The popular science news website Live Science reported on a new study finding that self-reported cat and dog people scored differently on standard measures of personality and intelligence. The source? A conference presentation and presumably interviews with the researchers behind the study at the annual meeting of the Association for Psychological Science.
The Live Science article was criticized in a post by a writer at the Knight Science Journalism Tracker, who took a jab at the study’s methodology and called both the research and the article a cry for publicity. The writer describes a formula for this:
All you have to do is round up a few college students, and divide them into two categories. It might be cat people vs. dog people, or baseball vs. soccer fans, or people who prefer fish tacos vs. those who prefer chicken tacos. Then give them some tests.

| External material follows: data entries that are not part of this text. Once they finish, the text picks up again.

PR #1818, opened 2024-11-16
feat: only operate on cloudprovider managed resources

jmdeal:
Fixes #N/A 

**Description**
Karpenter should only operate on resources which are managed by the cloudprovider consuming this library. The CloudProvider provides a list of supported NodeClasses, Karpenter will assume ownership of any resource with a ref on one of those NodeClasses.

Claim the tests reveal intelligence, or introversion/extroversion, or whatever seems sexy and attention-getting.
Two Live Science editors respectfully and thoroughly responded to the criticisms, calling out the reviewer’s unsupported claims and lack of understanding of basic statistics.
Both sides make good points, but neither has much evidence to support them. But I think Live Science might have the upper hand in this case with the researcher’s words “on the record.”
A published, peer-reviewed paper could have solved this. Almost all rigorous science stories link back to a paper so that readers can evaluate the methods and data, and interpret the results for themselves. This becomes tricky when the peer-review process can take months and even years, and when websites such as Live Science are in the business of pushing out a lot of content under a time crunch. Thankfully publishers like the Public Library of Science (PLoS) are finding ways to speed up the publication timeline while maintaing high standards.
My first post on this blog was about this very issue. For one of my undergraduate journalism classes, we watched and responded to the classic newsroom drama Lou Grant. In an episode called “The Scoop,” one reporter is first to file a story, which turns out to be plagued by inaccuracy. The other reporter takes her time, verifies her facts, and comes in late. But she got it right.
Says the newspaper owner: “I want truth, not speed. I want good reporting, not good fiction.”